Plötzlich schien auch das diskrete Treiben der Tiere beendet. Wie konnten sie mich im Stich lassen? Wenigstens punktuell hatten sie meine Aufmerksamkeit an reale Geschehnisse gebunden und mich aus den ins Leere stürzenden Bahnen der Wachträume katapultiert.

Kurz vor Sonnenaufgang öffnete sich im Wald ein weiteres Plateau innerhalb der Stille, eine Steigerung innerhalb der Einsamkeit. Meine verfluchten Ohren widerstanden nicht dem Drang, tiefer in diesen Spuk hineinzuhorchen. Wie sehr wünschte ich, es würde endlich Tag werden! Denn zwischen mir und dem Wald hatte sich eine verzweifelte Symbiose entsponnen. Ich brauchte ihn, klammerte mich an ihm fest, um nicht alleine zu sein, indessen marterte er mich mit seinem unhörbaren Ächzen. Sein Leiden ging auf mich über, es war meinem angeschlagenen Inneren ohnehin ähnlich. Schließlich reichten wir einander nichts weiter als einen Kelch voll sämigem Kapitulationstrunk, ein dunkelgrüner Brei mit schwarzen Kernen darin.
So einer Endlosschleife durfte ich mich nicht länger aussetzen, also zwang ich mich aus dem Halbschlaf heraus und wendete mich vorsichtig zur Seite, dem heruntergebrannten Feuer zu, ohne die Frauen an Kopf- und Fußende aus ihrer Seligkeit zu reißen. Mein Körper war starr vor Kälte. Nur wenige Holzscheite glommen noch. Ob die Wachen eingenickt waren? Meine Bewegung hatte sie anscheinend aufgescheucht, denn langsam kam nun einer der Alten auf die Beine, dann ein zweiter. Gemeinsam trugen sie Holz herbei, legten nach und mühten sich, das Feuer wieder in Gang zu bringen.

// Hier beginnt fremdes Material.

Issue #1159, opened 2019-02-20
stopOnEntry not stopping on user code


karthiknadig:
## Environment data

- PTVSD version: master
- OS and version: any
- Python version (& distribution if applicable, e.g. Anaconda): 3.7
- Using VS Code or Visual Studio: VSC

## Actual behavior

Debugger pauses, but does not show where it is broken.

## Expected  behavior

Should break on first line of user code. And show that it is broken there.

## Logs
```js
{"type": "event", "seq": 10, "event": "stopped", "body": {"reason": "step", "threadId": 1, "text": null, "description": null, "preserveFocusHint": false, "allThreadsStopped": true}}

{"command":"threads","type":"request","seq":8}


{"type": "response", "seq": 11, "request_seq": 8, "success": true, "command": "threads", "message": "", "body": {"threads": [{"id": 1, "name": "MainThread"}]}}


{"command":"stackTrace","arguments":{"threadId":1,"startFrame":0,"levels":20},"type":"request","seq":9}


{"type": "response", "seq": 12, "request_seq": 9, "success": true, "command": "stackTrace", "message": "", "body": {"stackFrames": [], "totalFrames": 0}}
```

As you can see there are no frames returned.

fabioz:
I fixed an issue where it was not properly identifying if a file was from ptvsd or not, but in theory it'd only affect windows as it was comparing a normalized path to a non-normalized path... this report says any OS, can you confirm that? (if that's the case there may be some other issue -- I added a test for this in ptvsd now and it seems to be passing in other OSes).

PR #1160, opened 2019-02-21
Fixes issue identifying ptvsd files (fixes stop on entry). #1159

fabioz:


fabioz:
Errors from the Azure ci don't seem related to this change.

Sowie sich erste Sonnenstrahlen zwischen die Baumstämme schmuggelten, atmete ich befreit auf. Diese Nacht war endlich überstanden! Im nächsten Moment erhob sich wieder ein Wächter, der kleine Bärtige mit den Beulen am Unterschenkel, und kam auf mich zugeschlichen. Sofort begab ich mich in Schutzhaltung, aber er formte das Friedenszeichen mit den Fingern und signalisierte, dass er mit mir sprechen wolle. Seinen Kollegen waren schließlich doch noch die Köpfe auf die Arme gesunken.
Der Alte brachte seinen Mund dicht an mein Gesicht und flüsterte mir zu, nur ja die Ohren zu spitzen, denn er gebe nun unerlaubt einige Information preis. Sein Atem roch nach Knoblauch, Wellen des Ekels und Neids überkamen mich. Ich wäre ihm als still und feinsinnig aufgefallen, deshalb hoffe er, dass ich mir das Folgende gut einprägen würde.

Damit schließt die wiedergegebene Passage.